▶ _Brief_
Look through the data below. Show each line where the string "documentation" occurs.
--- START ---
PR #6194, opened 2024-10-24
Fix typo in create_draft_release.yml

andrewlock:
## Summary of changes

Fixes a bug in the release process

## Reason for change

The release process is broken due to a typo in the tar command

## Implementation details

Fix the typo

## Test coverage

Can't really test it without running the release again

## Other details

Will do a manual upload of them using the other action


gleocadie (approved):
🤞

PR #6262, opened 2024-11-08
Add first documentation on how to update the deny list

pierotibou:
## Summary of changes

Adds a quick documentation on how to add an item to the deny list. 
The document is located at the root of the `docs` folder as I'd like to use the same location across repo. But I can also maybe add it to a `prod` or `operations` folder)? 

## Reason for change
Not all tracers use the same method, so documenting per repo is important. 

## Implementation details
Just a md.

## Test coverage
N/A


pierotibou:
I'll have those centralized for now.

PR #6312, opened 2024-11-19
Fix the debug symbol publish step in release process

andrewlock:
## Summary of changes

Fixes the debug symbol publish step in release process.

## Reason for change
--- END ---
▶ _Exercise result_
Add first documentation on how to update the deny list
Adds a quick documentation on how to add an item to the deny list. 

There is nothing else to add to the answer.